EXERCISE BRIEF: Transcribe exactly the span of lines that begins the records and ends with the line holding "Issue #1722, opened 2025-05-09", both boundary lines included.
Segment Start: DATA LISTING
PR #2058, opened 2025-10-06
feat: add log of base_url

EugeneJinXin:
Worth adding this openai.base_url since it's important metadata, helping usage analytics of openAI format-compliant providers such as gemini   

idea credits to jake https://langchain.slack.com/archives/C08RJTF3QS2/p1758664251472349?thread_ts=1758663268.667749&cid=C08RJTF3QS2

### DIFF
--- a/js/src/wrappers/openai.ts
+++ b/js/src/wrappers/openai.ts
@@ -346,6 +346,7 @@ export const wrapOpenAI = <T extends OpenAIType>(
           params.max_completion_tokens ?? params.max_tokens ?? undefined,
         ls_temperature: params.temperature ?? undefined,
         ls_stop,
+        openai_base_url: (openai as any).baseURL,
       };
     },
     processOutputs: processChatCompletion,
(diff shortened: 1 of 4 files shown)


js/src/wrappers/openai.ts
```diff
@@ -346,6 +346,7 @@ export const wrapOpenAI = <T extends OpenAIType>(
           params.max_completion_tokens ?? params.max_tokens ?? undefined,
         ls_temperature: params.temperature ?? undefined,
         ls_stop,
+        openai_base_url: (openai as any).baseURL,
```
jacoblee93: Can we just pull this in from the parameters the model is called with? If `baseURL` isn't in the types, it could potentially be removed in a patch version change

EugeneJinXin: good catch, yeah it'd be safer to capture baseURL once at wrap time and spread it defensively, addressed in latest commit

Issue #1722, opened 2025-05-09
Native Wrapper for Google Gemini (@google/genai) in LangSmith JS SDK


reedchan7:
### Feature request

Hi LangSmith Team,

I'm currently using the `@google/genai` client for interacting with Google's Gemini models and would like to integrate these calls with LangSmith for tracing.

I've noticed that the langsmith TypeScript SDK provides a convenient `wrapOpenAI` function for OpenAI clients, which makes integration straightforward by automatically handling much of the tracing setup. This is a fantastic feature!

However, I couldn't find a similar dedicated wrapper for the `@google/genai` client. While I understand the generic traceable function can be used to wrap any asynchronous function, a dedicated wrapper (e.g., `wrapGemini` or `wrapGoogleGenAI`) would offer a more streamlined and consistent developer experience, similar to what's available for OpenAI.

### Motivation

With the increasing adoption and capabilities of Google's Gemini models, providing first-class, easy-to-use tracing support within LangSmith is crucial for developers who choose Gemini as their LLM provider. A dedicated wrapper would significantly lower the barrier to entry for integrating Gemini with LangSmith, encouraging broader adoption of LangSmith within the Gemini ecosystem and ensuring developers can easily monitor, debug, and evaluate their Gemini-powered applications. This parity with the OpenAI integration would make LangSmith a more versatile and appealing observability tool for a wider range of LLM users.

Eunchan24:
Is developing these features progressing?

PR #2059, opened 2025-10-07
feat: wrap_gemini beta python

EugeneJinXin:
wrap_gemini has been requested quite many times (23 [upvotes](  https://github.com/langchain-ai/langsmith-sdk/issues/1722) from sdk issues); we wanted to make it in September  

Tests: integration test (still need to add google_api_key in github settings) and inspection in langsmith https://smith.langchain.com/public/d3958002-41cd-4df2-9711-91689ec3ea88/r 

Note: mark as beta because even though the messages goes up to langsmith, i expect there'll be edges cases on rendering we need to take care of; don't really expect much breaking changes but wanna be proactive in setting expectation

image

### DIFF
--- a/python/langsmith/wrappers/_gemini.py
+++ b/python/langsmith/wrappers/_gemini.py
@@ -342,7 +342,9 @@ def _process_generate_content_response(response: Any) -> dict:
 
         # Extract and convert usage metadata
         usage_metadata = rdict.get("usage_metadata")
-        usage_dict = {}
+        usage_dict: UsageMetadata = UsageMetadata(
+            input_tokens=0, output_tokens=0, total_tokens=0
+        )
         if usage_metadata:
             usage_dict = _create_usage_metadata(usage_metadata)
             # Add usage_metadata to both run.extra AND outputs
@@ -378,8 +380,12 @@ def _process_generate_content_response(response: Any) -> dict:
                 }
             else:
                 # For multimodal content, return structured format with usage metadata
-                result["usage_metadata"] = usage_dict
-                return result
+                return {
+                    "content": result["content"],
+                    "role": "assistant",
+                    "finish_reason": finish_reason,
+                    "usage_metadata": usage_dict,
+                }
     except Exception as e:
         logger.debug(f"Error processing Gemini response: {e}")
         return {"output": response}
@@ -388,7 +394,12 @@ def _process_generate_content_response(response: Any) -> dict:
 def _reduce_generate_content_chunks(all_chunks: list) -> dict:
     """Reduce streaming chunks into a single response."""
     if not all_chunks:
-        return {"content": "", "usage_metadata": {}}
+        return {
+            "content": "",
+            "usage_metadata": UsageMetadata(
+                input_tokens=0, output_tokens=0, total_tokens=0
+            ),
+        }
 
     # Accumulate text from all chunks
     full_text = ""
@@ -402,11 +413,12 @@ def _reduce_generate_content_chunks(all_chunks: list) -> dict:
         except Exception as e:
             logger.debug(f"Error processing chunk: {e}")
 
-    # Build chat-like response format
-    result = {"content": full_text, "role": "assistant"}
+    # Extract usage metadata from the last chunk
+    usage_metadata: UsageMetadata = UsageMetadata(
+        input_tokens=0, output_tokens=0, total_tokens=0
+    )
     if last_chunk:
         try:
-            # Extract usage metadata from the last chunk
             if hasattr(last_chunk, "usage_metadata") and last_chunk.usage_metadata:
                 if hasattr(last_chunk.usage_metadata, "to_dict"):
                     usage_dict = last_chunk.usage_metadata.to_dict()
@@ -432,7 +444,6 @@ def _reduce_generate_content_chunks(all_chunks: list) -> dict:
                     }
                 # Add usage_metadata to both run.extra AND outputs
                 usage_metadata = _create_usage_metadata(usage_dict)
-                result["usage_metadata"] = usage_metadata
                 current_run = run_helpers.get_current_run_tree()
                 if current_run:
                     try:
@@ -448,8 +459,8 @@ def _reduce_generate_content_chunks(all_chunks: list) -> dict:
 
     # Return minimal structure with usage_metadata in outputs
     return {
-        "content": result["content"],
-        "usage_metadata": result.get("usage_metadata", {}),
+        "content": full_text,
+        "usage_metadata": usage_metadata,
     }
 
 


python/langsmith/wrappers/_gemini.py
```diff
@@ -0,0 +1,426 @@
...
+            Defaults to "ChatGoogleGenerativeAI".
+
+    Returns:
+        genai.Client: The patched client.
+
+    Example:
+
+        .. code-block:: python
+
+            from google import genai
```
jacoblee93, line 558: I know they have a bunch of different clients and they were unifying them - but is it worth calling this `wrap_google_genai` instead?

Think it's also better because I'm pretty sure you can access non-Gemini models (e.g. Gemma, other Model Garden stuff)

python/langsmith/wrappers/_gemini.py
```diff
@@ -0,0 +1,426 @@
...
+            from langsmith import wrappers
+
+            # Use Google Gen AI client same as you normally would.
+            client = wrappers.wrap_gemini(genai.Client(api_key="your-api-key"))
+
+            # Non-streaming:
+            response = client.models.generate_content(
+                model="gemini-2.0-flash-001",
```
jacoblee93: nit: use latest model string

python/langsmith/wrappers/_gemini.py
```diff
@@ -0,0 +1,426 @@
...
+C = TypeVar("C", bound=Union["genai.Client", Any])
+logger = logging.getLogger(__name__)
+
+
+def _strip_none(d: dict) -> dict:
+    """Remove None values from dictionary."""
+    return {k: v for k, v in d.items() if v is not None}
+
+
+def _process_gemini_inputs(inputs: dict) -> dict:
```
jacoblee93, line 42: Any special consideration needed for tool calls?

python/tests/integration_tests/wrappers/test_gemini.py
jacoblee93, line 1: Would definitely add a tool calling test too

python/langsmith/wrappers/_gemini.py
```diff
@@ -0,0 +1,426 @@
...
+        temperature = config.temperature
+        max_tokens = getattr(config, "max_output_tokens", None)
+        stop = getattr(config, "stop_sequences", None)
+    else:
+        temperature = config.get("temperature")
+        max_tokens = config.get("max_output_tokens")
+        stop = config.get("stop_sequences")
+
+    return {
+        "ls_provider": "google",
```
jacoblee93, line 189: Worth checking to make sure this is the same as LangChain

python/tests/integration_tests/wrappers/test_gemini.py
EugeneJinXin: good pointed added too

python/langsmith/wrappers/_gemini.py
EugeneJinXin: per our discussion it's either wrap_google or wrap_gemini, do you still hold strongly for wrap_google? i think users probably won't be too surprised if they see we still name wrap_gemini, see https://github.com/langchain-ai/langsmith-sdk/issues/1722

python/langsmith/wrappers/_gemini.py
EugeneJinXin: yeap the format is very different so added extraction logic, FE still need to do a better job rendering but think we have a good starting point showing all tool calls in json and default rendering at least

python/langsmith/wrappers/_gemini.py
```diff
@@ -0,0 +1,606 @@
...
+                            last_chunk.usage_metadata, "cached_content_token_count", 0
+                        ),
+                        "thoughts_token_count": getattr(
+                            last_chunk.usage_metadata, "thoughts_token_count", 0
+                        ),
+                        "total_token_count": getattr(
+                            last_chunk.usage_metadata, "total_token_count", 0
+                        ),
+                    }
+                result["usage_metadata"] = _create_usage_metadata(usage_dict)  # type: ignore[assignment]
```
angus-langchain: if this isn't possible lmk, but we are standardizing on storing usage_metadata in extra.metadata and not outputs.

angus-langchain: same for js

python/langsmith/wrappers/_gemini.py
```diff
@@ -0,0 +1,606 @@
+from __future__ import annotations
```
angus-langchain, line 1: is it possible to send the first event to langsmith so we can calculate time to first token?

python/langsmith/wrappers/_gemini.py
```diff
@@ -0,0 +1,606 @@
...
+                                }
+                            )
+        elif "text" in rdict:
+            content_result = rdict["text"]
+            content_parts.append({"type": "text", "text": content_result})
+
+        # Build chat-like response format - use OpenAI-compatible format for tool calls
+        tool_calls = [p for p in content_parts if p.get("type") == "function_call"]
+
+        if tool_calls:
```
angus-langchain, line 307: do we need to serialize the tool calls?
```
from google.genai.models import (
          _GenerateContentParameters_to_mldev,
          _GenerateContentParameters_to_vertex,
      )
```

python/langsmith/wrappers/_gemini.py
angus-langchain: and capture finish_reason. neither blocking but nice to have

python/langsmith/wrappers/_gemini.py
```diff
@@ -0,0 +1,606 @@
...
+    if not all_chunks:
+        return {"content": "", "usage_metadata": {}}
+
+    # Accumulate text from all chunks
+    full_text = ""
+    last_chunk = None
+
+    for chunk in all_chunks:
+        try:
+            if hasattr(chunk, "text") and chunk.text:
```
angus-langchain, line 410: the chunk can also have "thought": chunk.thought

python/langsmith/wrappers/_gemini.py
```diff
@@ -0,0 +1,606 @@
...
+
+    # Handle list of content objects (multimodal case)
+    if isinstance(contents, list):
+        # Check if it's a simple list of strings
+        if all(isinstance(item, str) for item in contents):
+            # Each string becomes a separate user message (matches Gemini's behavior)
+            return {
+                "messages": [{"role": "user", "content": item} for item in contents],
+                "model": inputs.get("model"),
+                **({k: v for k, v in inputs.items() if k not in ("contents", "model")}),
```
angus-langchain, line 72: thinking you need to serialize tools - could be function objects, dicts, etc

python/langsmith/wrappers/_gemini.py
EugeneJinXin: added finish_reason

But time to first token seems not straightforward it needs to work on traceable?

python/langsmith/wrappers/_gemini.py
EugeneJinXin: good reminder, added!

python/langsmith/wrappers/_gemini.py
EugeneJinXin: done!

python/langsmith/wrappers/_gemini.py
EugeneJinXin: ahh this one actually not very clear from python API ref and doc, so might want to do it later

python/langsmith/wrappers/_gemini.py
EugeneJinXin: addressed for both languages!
Segment End: DATA LISTING
RESPONSE FOR THIS EXERCISE:
PR #2058, opened 2025-10-06
feat: add log of base_url

EugeneJinXin:
Worth adding this openai.base_url since it's important metadata, helping usage analytics of openAI format-compliant providers such as gemini   

idea credits to jake https://langchain.slack.com/archives/C08RJTF3QS2/p1758664251472349?thread_ts=1758663268.667749&cid=C08RJTF3QS2

### DIFF
--- a/js/src/wrappers/openai.ts
+++ b/js/src/wrappers/openai.ts
@@ -346,6 +346,7 @@ export const wrapOpenAI = <T extends OpenAIType>(
           params.max_completion_tokens ?? params.max_tokens ?? undefined,
         ls_temperature: params.temperature ?? undefined,
         ls_stop,
+        openai_base_url: (openai as any).baseURL,
       };
     },
     processOutputs: processChatCompletion,
(diff shortened: 1 of 4 files shown)


js/src/wrappers/openai.ts
```diff
@@ -346,6 +346,7 @@ export const wrapOpenAI = <T extends OpenAIType>(
           params.max_completion_tokens ?? params.max_tokens ?? undefined,
         ls_temperature: params.temperature ?? undefined,
         ls_stop,
+        openai_base_url: (openai as any).baseURL,
```
jacoblee93: Can we just pull this in from the parameters the model is called with? If `baseURL` isn't in the types, it could potentially be removed in a patch version change

EugeneJinXin: good catch, yeah it'd be safer to capture baseURL once at wrap time and spread it defensively, addressed in latest commit

Issue #1722, opened 2025-05-09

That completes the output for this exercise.